# UK fuel allowance



## partnership (27 Mar 2013)

Atticle in Indo today talks about people on UK pensions being able to clsim fuel alowance even if they live in another EU country. Hsve looked for me info but cant seem to see anything definitive on it and deadline is 31 march. Can an irish person getting a uk pension apply for this even if getting irish pension.


----------



## rayn (27 Mar 2013)

www.gov.uk/winter-fuel-allowance 

this gives full details. You can download form and deadline for 2012/2013 is 31st. March. So must go in post tomorrow I think,


----------



## Ann1 (27 Mar 2013)

http://www.dwp.gov.uk/international/benefits/winter-fuel-payments/

I think this link may give you some info on the Winter Fuel Payment.


----------



## roker (27 Mar 2013)

I saw this today and contacted them by phone, I am entitled to it
I would fax the form WFP3 because the Easter holidays will make you miss the deadline, I am doing this tomorrow. Fax No. is 0044 191 2183201 or  0044 191 2183326  or  0044 191 2183864.


----------



## partnership (27 Mar 2013)

Roker are you Irish or English and do you get Irish pension and fuel with them.  Will ring tomorrow anyway


----------



## roker (27 Mar 2013)

I receive Irish and 50% English pension


----------



## theresa1 (28 Mar 2013)

I'm here like a lunatic trying to fill out a form for my Mother -  they better make an allowance for forms arriving late due to the Easter Bank Holiday.


----------



## Black Sheep (28 Mar 2013)

Yes, I reminded you all in my post 13/03 that the deadline for receipt of applications was looming.

If in doubt always apply.


----------



## partnership (28 Mar 2013)

Rang them today.  Has to be in today as last day of working.  Can fax or can scan and email.  You may be entitled to some back years think it is 97/98 and 99/2000 only if you qualified at that time.  Need to let them know you are claiming both.


----------



## suzie (28 Mar 2013)

Did they provide an email address?

On the back payments, that is a separate form and the eligibility rules seem to be different in that you must have been living in Great Britain or Northern Ireland rather than an EEA country.

Thanks
S.


----------



## Nige (28 Mar 2013)

email is: tvp.internationalqueries@dwp.gsi.gov

they said the email must have a valid signature and applications which are emailed or faxed must be received in hard copy later.


----------



## dereko1969 (28 Mar 2013)

Would this line not exclude most people?

"If you *have received or would have been eligible* for a Winter Fuel Payment in the UK before moving to one of these countries you may be able to continue receiving it."

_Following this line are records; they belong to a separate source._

PR #85, opened 2016-07-12
Token-based reconnection implementation

ramabit:
Docs: http://www.xmpp.org/extensions/inbox/token-reconnection.html

Login with token:
`xmppConnection.login(token, resourcepart);`

Get tokens:
`TBRManager tbrManager = TBRManager.getInstanceFor(xmppConnection);`
`TBRTokens tbrTokens = tbrManager.getTokens();`
`String accessToken = tbrTokens.getAccessToken();`
`String refreshToken = tbrTokens.getRefreshToken();`

Get last refresh token obtained from "success" nonza:
`String refreshToken = xmppConnection.getXOAUTHLastRefreshToken();`

To avoid reconnection using token:
`xmppConnection.avoidTokenReconnection();`

### DIFF
--- a/smack-bosh/src/main/java/org/jivesoftware/smack/bosh/XMPPBOSHConnection.java
+++ b/smack-bosh/src/main/java/org/jivesoftware/smack/bosh/XMPPBOSHConnection.java
@@ -25,26 +25,6 @@ import java.io.Writer;
 import java.util.logging.Level;
 import java.util.logging.Logger;
 
-import org.jivesoftware.smack.AbstractXMPPConnection;
-import org.jivesoftware.smack.SmackException;
-import org.jivesoftware.smack.SmackException.NotConnectedException;
-import org.jivesoftware.smack.SmackException.ConnectionException;
-import org.jivesoftware.smack.XMPPException.StreamErrorException;
-import org.jivesoftware.smack.XMPPConnection;
-import org.jivesoftware.smack.XMPPException;
-import org.jivesoftware.smack.packet.Element;
-import org.jivesoftware.smack.packet.IQ;
-import org.jivesoftware.smack.packet.Message;
-import org.jivesoftware.smack.packet.Stanza;
-import org.jivesoftware.smack.packet.Nonza;
-import org.jivesoftware.smack.packet.Presence;
-import org.jivesoftware.smack.sasl.packet.SaslStreamElements.SASLFailure;
-import org.jivesoftware.smack.sasl.packet.SaslStreamElements.Success;
-import org.jivesoftware.smack.util.PacketParserUtils;
-import org.jxmpp.jid.DomainBareJid;
-import org.jxmpp.jid.parts.Resourcepart;
-import org.xmlpull.v1.XmlPullParser;
-import org.xmlpull.v1.XmlPullParserFactory;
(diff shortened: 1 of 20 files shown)


ramabit:
@Flowdalic Take a look at this :)
I have a question: how could I retrieve a refresh token from a "success" Nonza after authenticating? Because the actual Smack's authentication workflow doesn't allow me to do that I believe.

Flowdalic:
Hi @ramabit. Thanks for your contribution, but I'm sorry I'm not going to review or accept a PR that is full of non semantic changes. Please fix this.

smack-bosh/src/main/java/org/jivesoftware/smack/bosh/XMPPBOSHConnection.java
```diff
@@ -58,8 +59,8 @@
 import org.igniterealtime.jbosh.ComposableBody;
 
 /**
- * Creates a connection to an XMPP server via HTTP binding.
- * This is specified in the XEP-0206: XMPP Over BOSH.
+ * Creates a connection to an XMPP server via HTTP binding. This is specified in
```
Flowdalic: Non semantic change (of many)

ramabit:
@Flowdalic I understand, but the the automatic checks won't pass :/
should I ignore it?

Flowdalic:
> @Flowdalic I understand, but the the automatic checks won't pass :/
> should I ignore it?

I don't understand. You mean if you don't introduce non-semantic changes, then `gradle check` will fail? Every commit in `master` passes `gradle check`. If you base your work on `master` and don't introduce new checkstyle violations, then `gradle check` will succeed.

ramabit:
@Flowdalic Yes, you are right. But I can't use Command+Shift+F shortcut, and that makes not to introduce new checkstyle violations difficult and painful. But well, I will try

Flowdalic:
Most formatters have a setting to only format your own code. Which is what you usually *always* want. People, especially in FOSS projects, don't like to review commits with tons of unrelated non-semantic whitespaces changes. They just distract from the real changes.

ramabit:
@Flowdalic now is ok? Should I squash the commits?

ramabit:
@Flowdalic I am testing a way to retrieve the refresh token :)

ramabit:
@Flowdalic Fixes added and the problem retrieving the refresh token was solved

smack-core/src/main/java/org/jivesoftware/smack/tbr/element/TBRGetTokensIQ.java
```diff
@@ -0,0 +1,52 @@
...
+     */
+    public TBRGetTokensIQ(Jid to) {
+        super(ELEMENT, NAMESPACE);
+        this.setType(Type.get);
+        this.setTo(to);
+    }
+
+    @Override
+    protected IQChildElementXmlStringBuilder getIQChildElementBuilder(IQChildElementXmlStringBuilder xml) {
+        xml.rightAngleBracket();
```
Flowdalic: Must/Should be `setEmptyElement()`.

ramabit: @Flowdalic Done

PR #92, opened 2016-10-07
Instant Stream Resumption implementation

ramabit:
Documentation: http://xmpp.org/extensions/inbox/isr.html

**WARNING**: This implementation wasn't tested against a server yet.
However, it has many unit tests checking nonzas parsers and validations.

I send this PR in order to receive feedback and refine it.
fyi @Flowdalic

### DIFF
--- a/smack-tcp/src/main/java/org/jivesoftware/smack/isr/HMAC.java
+++ b/smack-tcp/src/main/java/org/jivesoftware/smack/isr/HMAC.java
@@ -51,9 +51,8 @@ public class HMAC {
                 hash.append(hex);
             }
             digest = hash.toString();
-        } catch (UnsupportedEncodingException e) {
-        } catch (InvalidKeyException e) {
-        } catch (NoSuchAlgorithmException e) {
+        } catch (UnsupportedEncodingException | InvalidKeyException | NoSuchAlgorithmException e) {
+            throw new IllegalStateException("HMAC digest couldn't be done correctly.");
         }
         return digest;
     }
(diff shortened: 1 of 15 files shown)


smack-tcp/src/main/java/org/jivesoftware/smack/isr/HMAC.java
```diff
@@ -0,0 +1,60 @@
...
+            StringBuffer hash = new StringBuffer();
+            for (int i = 0; i < bytes.length; i++) {
+                String hex = Integer.toHexString(0xFF & bytes[i]);
+                if (hex.length() == 1) {
+                    hash.append('0');
+                }
+                hash.append(hex);
+            }
+            digest = hash.toString();
+        } catch (UnsupportedEncodingException e) {
```
Flowdalic: **Never** swallow Exceptions! Use a try/multi-catch and throw a unchecked exception, e.g. InvalidStateException in this case. In cases where the exception can be ignored, log it at least with a FINE/FINER/FINEST level.

ramabit: @Flowdalic fixed

smack-tcp/src/main/java/org/jivesoftware/smack/isr/HMAC.java
```diff
@@ -51,9 +51,8 @@ public static String hmacDigest(String msg, String keyString, String algo) {
                 hash.append(hex);
             }
             digest = hash.toString();
-        } catch (UnsupportedEncodingException e) {
-        } catch (InvalidKeyException e) {
-        } catch (NoSuchAlgorithmException e) {
+        } catch (UnsupportedEncodingException | InvalidKeyException | NoSuchAlgorithmException e) {
+            throw new IllegalStateException("HMAC digest couldn't be done correctly.");
```
ramabit: @Flowdalic done

PR #97, opened 2016-11-24
SMACK-741 : Ad-hoc command 'note' element 'type' attribute

annovanvliet:
is an optional attribute.


Flowdalic:
Thanks, already fixed with d6ebb884e7dcd2e0daab6b0c8f732b3c9d02b588

PR #103, opened 2017-02-07
presence mode:Invisible

hepizoj22:
http://xmpp.org/extensions/xep-0018.html


Flowdalic:
Thanks for your contribution. Unfortunately I've to reject this PR. XEP-0018 introduces a new presence type and thus modifies XMPP-IM (RFC 6121) routing rules. While XMPP is extensible, these kind of modifications are frowned upon because they harm interoperability, and I guess that this is the reason that XEP-0018's status is 'Rejected'..

PR #420, opened 2020-08-14
Introduce StreamOpenFactory for modular architecture

adiaholic:


smack-core/src/main/java/org/jivesoftware/smack/c2s/ModularXmppClientToServerConnection.java
```diff
@@ -1086,4 +1093,8 @@ public void appendStatsTo(ExtendedAppendable appendable) throws IOException {
         }
 
     }
+
+    public interface StreamOpenFactory {
```
Flowdalic, line 1097: This should be in its own file within o.j.s.c2s

I also wonder: Don't we need that also for the stream close? Hence I wonder if we should rename this to `StreamOpenAndCloseFactory` (or something?).

smack-core/src/main/java/org/jivesoftware/smack/c2s/ModularXmppClientToServerConnection.java
```diff
@@ -1086,4 +1093,8 @@ public void appendStatsTo(ExtendedAppendable appendable) throws IOException {
...
+        StreamOpen getStreamOpen();
```
Flowdalic, line 1098: Factory methods are usually prefixed with "create", e.g. `createFoo()`, not "get". Since they are factories, they create new objects. Hence this should be `createStreamOpen()`.

Furthermore, the method should have parameters, i.e. everything that is required to create a new stream open. Those are basically the same as [this StreamOpen concstructor](https://github.com/igniterealtime/Smack/blob/45e865757a7242ea4942855213b53a9670c06f9c/smack-core/src/main/java/org/jivesoftware/smack/packet/StreamOpen.java#L71) (minus the StreamContentNamespace, which is always 'jabber:client').

smack-core/src/main/java/org/jivesoftware/smack/c2s/ModularXmppClientToServerConnection.java
```diff
@@ -560,10 +561,16 @@ protected void waitForFeaturesReceived(String waitFor)
     protected void newStreamOpenWaitForFeaturesSequence(String waitFor) throws InterruptedException,
                     SmackException, XMPPException {
         prepareToWaitForFeaturesReceived();
-        sendStreamOpen();
+        StreamOpenFactory streamOpenFactory = activeTransport.getStreamOpenFactory();
+        sendStreamOpen(streamOpenFactory.getStreamOpen());
```
Flowdalic, line 565: Please add a new line with the declaration of `StreamOpen streamOpen = …`.

smack-tcp/src/main/java/org/jivesoftware/smack/tcp/XmppTcpTransportModule.java
```diff
@@ -580,6 +582,24 @@ protected XmppTcpNioTransport(ModularXmppClientToServerConnectionInternal connec
...
+                @Override
+                public StreamOpen getStreamOpen() {
+                    CharSequence to = connectionInternal.connection.getXMPPServiceDomain();
+                    CharSequence from = null;
+                    CharSequence localpart = connectionInternal.connection.getConfiguration().getUsername();
+                    if (localpart != null) {
+                        from = XmppStringUtils.completeJidFrom(localpart, to);
+                    }
+                    String id = connectionInternal.connection.getStreamId();
+                    StreamOpen streamOpen = new StreamOpen(to, from, id, connectionInternal.connection.getConfiguration().getXmlLang(), StreamOpen.StreamContentNamespace.client);
```
Flowdalic, line 597: Now this duplicates code from `AbstractXMPPConnection.sendStreamOpen()`, but after thinking a little bit about it, I can't come up with a nice way to deduplicate this. I'd say we keep it for now as is, just wanted to point that out.

adiaholic: Thanks for pointing that out. However, I have tried removing `AbstractXMPPConnection.sendStreamOpen()` and found that it still is required for non-modular connections. So lets keep it until `XmppTCPConnection/ XMPPBOSHConnection` is deprecated :)

smack-tcp/src/main/java/org/jivesoftware/smack/tcp/XmppTcpTransportModule.java
```diff
@@ -57,7 +57,9 @@
 import org.jivesoftware.smack.XmppInputOutputFilter;
 import org.jivesoftware.smack.c2s.ModularXmppClientToServerConnection.ConnectedButUnauthenticatedStateDescriptor;
 import org.jivesoftware.smack.c2s.ModularXmppClientToServerConnection.LookupRemoteConnectionEndpointsStateDescriptor;
+
```
vanitasvitae, line 60: Nit: Whitespace change

smack-core/src/main/java/org/jivesoftware/smack/c2s/ModularXmppClientToServerConnection.java
```diff
@@ -560,10 +562,25 @@ protected void waitForFeaturesReceived(String waitFor)
...
                     SmackException, XMPPException {
         prepareToWaitForFeaturesReceived();
-        sendStreamOpen();
+
+        // Create StreamOpen from StreamOpenAndCloseFactory via underlying transport.
+        StreamOpenAndCloseFactory streamOpenAndCloseFactory = activeTransport.getStreamOpenAndCloseFactory();
+        CharSequence from = null;
+        CharSequence localpart = connectionInternal.connection.getConfiguration().getUsername();
+        if (localpart != null) {
+            from = XmppStringUtils.completeJidFrom(localpart, getXMPPServiceDomain());
```
vanitasvitae, line 571: I'm not sure if this behaviour is correct in all cases, as the username can be different from the localpart of the jid.
However, I certainly wouldn't know how to fix this instead :D

Flowdalic: Servers will ignore the 'from' in c2s anyway, here it is merely a debug aid.

smack-core/src/main/java/org/jivesoftware/smack/c2s/StreamOpenAndCloseFactory.java
```diff
@@ -0,0 +1,26 @@
...
+ * See the License for the specific language governing permissions and
+ * limitations under the License.
+ */
+package org.jivesoftware.smack.c2s;
+
+import org.jivesoftware.smack.packet.StreamClose;
+import org.jivesoftware.smack.packet.StreamOpen;
+
+public interface StreamOpenAndCloseFactory {
+    StreamOpen createStreamOpen(CharSequence to, CharSequence from, String id, String lang);
```
Flowdalic, line 23: I just thought some more about it. Could you create `AbstractStreamOpen` and subclass `StreamOpen`, and then in your websocket branch `WebsocketOpen` from it. Same goes probably for `StreamClose` → `AbstractStreamClose`.

Flowdalic: And bonus points if you do the AbstractStreamOpen/StreamOpen splits in an extra commit. :)

adiaholic: Made changes accordingly in an extra commit :smiley:

smack-core/src/main/java/org/jivesoftware/smack/packet/AbstractStreamOpen.java
```diff
@@ -0,0 +1,20 @@
...
+ *
+ * Unless required by applicable law or agreed to in writing, software
+ * distributed under the License is distributed on an "AS IS" BASIS,
+ * WITHOUT WARRANTIES OR CONDITIONS OF ANY KIND, either express or implied.
+ * See the License for the specific language governing permissions and
+ * limitations under the License.
+ */
+package org.jivesoftware.smack.packet;
+
+public abstract class AbstractStreamOpen implements Nonza {
```
Flowdalic, line 19: This should probably extend/implement `TopLevelStreamElement` and not `Nonza` (since it is not a Nonza).

Also all fields of StreamOpen should be moved into this class, together with the constructors and getters.

smack-core/src/main/java/org/jivesoftware/smack/packet/AbstractStreamOpen.java
```diff
@@ -0,0 +1,81 @@
...
+import org.jivesoftware.smack.util.StringUtils;
+
+/**
+ * AbstractStreamOpen is actually a {@link TopLevelStreamElement}, however we
+ * implement {@link Nonza} here. This is because, {@link XMPPConnection} doesn't
+ * yet support sending {@link TopLevelStreamElement} directly and the same can only
+ * be achieved through {@link XMPPConnection#sendNonza(Nonza)}.
+ */
+public abstract class AbstractStreamOpen implements Nonza {
+    public static final String ELEMENT = "stream:stream";
```
Flowdalic, line 30: That is a property of the concrete subclass, i.e., `StreamOpen`, not the abstract superclass.

smack-tcp/src/main/java/org/jivesoftware/smack/tcp/XmppTcpTransportModule.java
```diff
@@ -580,6 +582,21 @@ protected XmppTcpNioTransport(ModularXmppClientToServerConnectionInternal connec
             super(connectionInternal);
         }
 
+        @Override
+        public StreamOpenAndCloseFactory getStreamOpenAndCloseFactory() {
+            return new StreamOpenAndCloseFactory() {
+                @Override
+                public StreamOpen createStreamOpen(CharSequence to, CharSequence from, String id, String lang) {
+                    StreamOpen streamOpen = new StreamOpen(to, from, id, connectionInternal.connection.getConfiguration().getXmlLang(), StreamOpen.StreamContentNamespace.client);
```
Flowdalic, line 590: That line is pretty long, and I don't like having method calls to fetch arguments. Please introduce a variable for xmlLang and use it. This also improves readability of the code.

smack-core/src/main/java/org/jivesoftware/smack/packet/StreamOpen.java
```diff
@@ -17,49 +17,12 @@
...
-     * RFC 6120 § 4.7.4.
-     */
-    private final String lang;
-
-    /**
-     * RFC 6120 § 4.8.2.
-     */
-    private final String contentNamespace;
-
+public class StreamOpen extends AbstractStreamOpen {
```
Flowdalic, line 25: This class should become `final`.

adiaholic: @Flowdalic , Aren't we going to inherit this class into `WebsocketOpen` ?

PR #431, opened 2020-09-02
Remove AbstractWebsocketNonza since it is no longer needed

adiaholic:
This class is a residue of older design pattern and is no longer needed.


Flowdalic:
Thanks, applied as https://github.com/igniterealtime/Smack

PR #434, opened 2020-09-14
Mac & Windows build instructions

Fishbowler:
Adds instructions for Mac & Windows to work with the case-sensitivity required by the Smack codebase.

Tested Mac 👍
Researched Windows 🤞


Flowdalic:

My mother has a tiny UK state pension, like a couple of quid a month, is there a minimum level of pension you must be in receipt of before you can get the allowance?


----------



## theresa1 (28 Mar 2013)

I've posted it away today - i e-mailed them last week but so far they have not replied. From 8th April my Mother will get £34.09 weekly benefit - I also wonder is this enough to get the fuel allowance but they don't say on website.

Very badly handled the whole thing but then they got brought to the courts in the first place.


----------



## suzie (28 Mar 2013)

Nige said:


> email is: tvp.internationalqueries@dwp.gsi.gov
> 
> they said the email must have a valid signature and applications which are emailed or faxed must be received in hard copy later.



I think that email should read... tvp.internationalqueries@dwp.gsi.gov.uk


----------



## dereko1969 (28 Mar 2013)

Seems to imply you must also send your original birth cert with the application. It also asks whether you were living, or normally live, in the UK in a certain week in September, how does this equate with people living elsewhere in the EEA/Switzerland?


----------



## Black Sheep (28 Mar 2013)

Dept of Social Protection states that if you get a UK fuel allowance payment it may affect you Irish entitlement. I presume they mean that they can reduce your Irish rate of Fuel Allowance in certain circumstances??


----------



## partnership (28 Mar 2013)

Anyone else have an email address.  Tried the one above and the one I was given and both bounced back delivery failed.  The fax numbers did not work either.  Submitted query on their website but the office is closed so it is unlikely to be answered until next week.


----------



## theresa1 (28 Mar 2013)

tvp.internationalqueries@thepensionservice.gsi.gov.uk worked for me.


----------



## partnership (28 Mar 2013)

Tried that


----------



## roker (29 Mar 2013)

Black Sheep said:


> Dept of Social Protection states that if you get a UK fuel allowance payment it may affect you Irish entitlement. I presume they mean that they can reduce your Irish rate of Fuel Allowance in certain circumstances??


 
We need to look further into that, otherwise there is no point in the hassle of applying, I thought the EEC sorted it all out


----------



## Black Sheep (29 Mar 2013)

Dept of SP do not specifically what effects the UK fuel Allowance would have on Irish payments. Sounds like a bit of scaremongering to me.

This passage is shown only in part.